Lets say that a supplier was -20 days behind sechedule prior to a dealy then he is responsible to recover this lost time. This can not be swept under the covid19 umbrella delay. They owe you this time. The trouble arises when trying to assess the delay due to covid19. There are several issue associated with this one is lack of manpower duiring the covid19 delay and you must incorporate startup time whne re-starting due to the covid delay. You just dont turn a switch after the delay and you are running at full capacity it does not work like that. So now you have to determine fact from fiction and sweed out the fluff that someone may be trying to take advantage due to another delay. 

The other thing to consider is production scheduling were was your orider in line originally were you next for production and now due to covid19 you got bumped to the back of the line becasue your project was put on hold and others were not.

Or did they have to re-toll to make mandated PPE or ventilators and example of is the car manufactuing industry totalt re-tooling.

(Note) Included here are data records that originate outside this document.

PR #7148, opened 2026-08-11
fix(web): guard undefined hash in commit detail view

vikash7485:
**What this PR does**:

Guard against `undefined` hash in the deployment detail commit section by adding a null-coalescing fallback (`?? ""`) before calling `.slice(0, 7)`.

**Why we need it**:

When `deployment.trigger.commit.hash` is `undefined` (possible from older Piped v0 protobuf messages where the field was unpopulated), the current code calls `.slice(0, 7)` directly on `undefined`, causing a runtime crash:

```
TypeError: Cannot read properties of undefined (reading 'slice')
```

The outer guard at L254 (`deployment.trigger?.commit &&`) only checks that `commit` exists, not that `hash` is populated. This fix adds a safe fallback so the link renders with an empty string instead of crashing.

Fixes #

No. This prevents a crash for an edge case. Users with valid commit hashes see no difference.

- **How are users affected by this change**: Deployments with missing commit hashes no longer crash the detail page.
- - **Is this breaking change**: No.
- - **How to migrate (if breaking change)**: N/A.

### DIFF
--- a/web/src/components/deployments-detail-page/deployment-detail/index.test.tsx
+++ b/web/src/components/deployments-detail-page/deployment-detail/index.test.tsx
@@ -1,8 +1,9 @@
 import userEvent from "@testing-library/user-event";
 import { dummyDeployment } from "~/__fixtures__/dummy-deployment";
+import { dummyTrigger } from "~/__fixtures__/dummy-trigger";
 import { render, screen, MemoryRouter, waitFor, act } from "~~/test-utils";
 import { DeploymentDetail } from ".";
-import { DeploymentStatus } from "~~/model/deployment_pb";
+import { Deployment, DeploymentStatus } from "~~/model/deployment_pb";
 import * as deploymentsApi from "~/api/deployments";
 import { server } from "~/mocks/server";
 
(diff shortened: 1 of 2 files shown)


rahulshendre (dismissed):
LGMT, thanks @vikash7485 

one thing I am curious about - commit.hash is typed string from the protobuf (proto3 defaults an unset string to "", not undefined), so I couldn't see where it'd actually be undefined. 
If you saw it, please let use know where, mostly so we know if message/url next to it need the same

vikash7485:
@rahulshendre Thanks for the review and approval

The reason `hash` was specifically at risk here is that it had a method call (`hash.slice(0, 7)`), whereas `message` and `url` are passed directly into JSX (`<Typography>` and `href`), which React safely handles even if they are `undefined`.

In standard protobuf generated classes, proto3 does default strings to `""`. However, in frontend tests/mocks, partial payloads, or when objects are deserialized from JSON without `emitDefaults: true`, omitted properties can end up as `undefined` in TypeScript. `(hash ?? "").slice(0, 7)` ensures that even in those edge cases, the component renders safely without throwing a runtime TypeError.

khanhtc1202 (dismissed):
Nice catch, thank you 👍

khanhtc1202:
@vikash7485 same here, need to run make lint/web on your local to fix this

khanhtc1202:
@vikash7485 the DCO check has failed 👀 You need to sign-off the commit 😁

khanhtc1202 (approved):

They are now making cars agaisn but foe awhile they were not. 

The other thing to look at is the availablilty of the raw materla that feeds the suppliers and manufatures to make things. Although the manufactures were not shut down but THEIR suppliers of the raw material necessary for THEIR production could not be performed. Its the ripple effect. 

Dissect and look at each piece individually then look at them toghetr as a whole to try to determine where you are and wha the they was or will be. 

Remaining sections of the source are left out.